I'm in the finishing stages of the hybrid SN, and so far it looks great and hasn't been difficult at all.


----------



## Golden BB (Jul 21, 2010)

jerry russell said:


> I am looking at building one also. Actually we will be building 4 of them for my group. Still trying to decide on a set of plans. Does anyone have some to share? I am talking a true layout boat with skirt not a sneak boat. We have no idea what we are doing but that has never slowed us down..
> 
> DuckGod- have you looked at a neo-tub cover for a regular layout blind? They work fine in very shallow water-less than 5". Cabelas actually has a layout blind that is made for shallow water hunting (they say up to 10") That blind coupled with a neo-tub would most likely keep you dry. This entire setup would run around $350 and be REALLY easy to carry on a tender boat vs. several layout boats.


You have no idea what you are doing and you want to build a boat .... sounds safe.


----------



## DuckGodLiaison (Jul 21, 2010)

Jerry,
I"ve seen the neo-tubs before, but that wont work where we'll be.....It will probably be deeper than that.

GaDucker,

Do you by chance have any plans?  I saw one guy on here somewhere that build a full-size marsh boat out of high density foam and fiberglass......I wonder if the foam approach would be better than plywood (weight) ??   Also, I'm in the middle of getting my regular boat ready before season gets here, so i'm not sure if i'll have the time to build anything.  I live in an apartment right now, so that also hinders the convenience factor of not having a shop easily accessible.  By the time its all said and done, money/time/effort, it might be easier to find a used one.


----------



## Core Lokt (Jul 21, 2010)

Golden BB said:


> You have no idea what you are doing and you want to build a boat .... sounds safe.



I think the fella may have meant he has never built one before, that doesn't mean he can't, correct? No need to be a smart tail about it.
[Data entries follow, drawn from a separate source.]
PR #624, opened 2023-09-25
Also build format 12 subtables in Cmap::from_mappings if any char > BMP

anthrotype:
Fixes https://github.com/googlefonts/fontc/issues/451

This is intended to match fontmake/fonttools output.
If the input mappings contain any characters beyond the basic multilingual plane (> 0xFFFF) we also build two cmap12 subtables (one for Unicode platform, another identical one for WIndows platform, both pointing to the same format 12 subtable) which will be a superset of the BMP-only cmap4 subtables.

### DIFF
--- a/write-fonts/src/tables/cmap.rs
+++ b/write-fonts/src/tables/cmap.rs
@@ -27,6 +27,7 @@ fn size_of_cmap12(num_groups: u32) -> u32 {
 
 impl CmapSubtable {
     /// Create a new format 4 `CmapSubtable` from a list of `(char, GlyphId)` pairs.
+    ///
     /// The pairs are expected to be already sorted by codepoint.
     /// Characters beyond the BMP are ignored. If all characters are beyond the BMP
     /// then `None` is returned.
@@ -116,6 +117,7 @@ impl CmapSubtable {
     }
 
     /// Create a new format 12 `CmapSubtable` from a list of `(char, GlyphId)` pairs.
+    ///
     /// The pairs are expected to be already sorted by chars.
     /// In case of duplicate chars, the last one wins.
     fn create_format_12(mappings: &[(char, GlyphId)]) -> Self {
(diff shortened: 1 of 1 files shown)


anthrotype:
> intended to match fontmake/fonttools output

in reality this PR differs slightly in that it will _not_ produce empty cmap format 4 subtables in the unlikely scenario the input mappings _only_ contain characters beyond the BMP, which is what fontmake would do in this case, but an empty cmap subtable should be as good as an altogether absent one...

write-fonts/src/tables/cmap.rs
```diff
@@ -4,78 +4,45 @@
...
-            entry_selector,
-            range_shift,
-            end_code,
-            start_code,
-            id_deltas,
-            id_range_offsets,
-            vec![], // becauseour idRangeOffset's are 0 glyphIdArray is unused
-        ))
-    }
+fn size_of_cmap12(num_groups: u32) -> u32 {
```
rsheeter, line 23: Optional, in re-reading I tend to think both size_of fns should have a link to the cmap spec

anthrotype: Done

write-fonts/src/tables/cmap.rs
```diff
@@ -105,27 +74,148 @@ impl Cmap {
...
+                bmp_subtable.clone(),
+            ));
+            win_records.push(EncodingRecord::new(
+                PlatformId::Windows,
+                WINDOWS_BMP_ENCODING,
+                bmp_subtable,
+            ));
+        }
+
+        if mappings.iter().any(|(cp, _)| *cp > '\u{FFFF}') {
```
rsheeter, line 198: `> 0xFFFF` is meaningless unless you know unicode; I suggest a function is-bmp, perhaps as a trait similar to ot_round so this becomes something like `.any(|(cp, _)| !cp.is_basic_multilingual_plan())`

rsheeter (approved):

write-fonts/src/tables/cmap.rs
anthrotype: I'll add a comment. I don't think that trait would be used much except here for cmap

PR #626, opened 2023-09-26
[skrifa] update metrics scaling to match FreeType

### LINKED ISSUE #590: [skrifa] Small advance differences in Noto Sans between FT and Fontations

I've seen some made out of foam on the net but the places I've seen requires you to buy the plans. There are pics so maybe you could go off of that.


----------



## Gaducker (Jul 21, 2010)

DuckGodLiaison said:


> Jerry,
> I"ve seen the neo-tubs before, but that wont work where we'll be.....It will probably be deeper than that.
> 
> GaDucker,
> ...




I dont have any plans but If you want me to I can take pics of the one I built and Try to explain over the phone what I did once you get the pics.  It took 2 4x8 sheets of 1/4 icnh plywood, 2  1 x 12 shelving board 8 ft long and a 3 1x 2  strips 10 ft longand a few tubes of pl glue from home depot . I just sealed it with sanding sealer then put a coat of grey floor paint on it so it would be tough then spray painted it black. I just pull up what evers floatin in the water and cover it up with it.  The corners are cut at a 45 and I had to use some bondo or fiberglass to seal where I cut the top deck so I could comform the plywood to the shape I needed.   With some pics and this post you can figure it out. Its really very simple. I used an air powered brad nailer to speed constuction but the glue is what holds it all together and seals out the water.   Pm me if you want the pics sent to a email or if you want them posted in this post.   Its about 100 lbs I would guess. I could load it on the front of my boat by myself, But would rather have help doin it.
                                                           Chris


----------



## Gaducker (Jul 21, 2010)

Core Lokt said:


> I think the fella may have meant he has never built one before, that doesn't mean he can't, correct? No need to be a smart tail about it.
> 
> 
> I've seen some made out of foam on the net but the places I've seen requires you to buy the plans. There are pics so maybe you could go off of that.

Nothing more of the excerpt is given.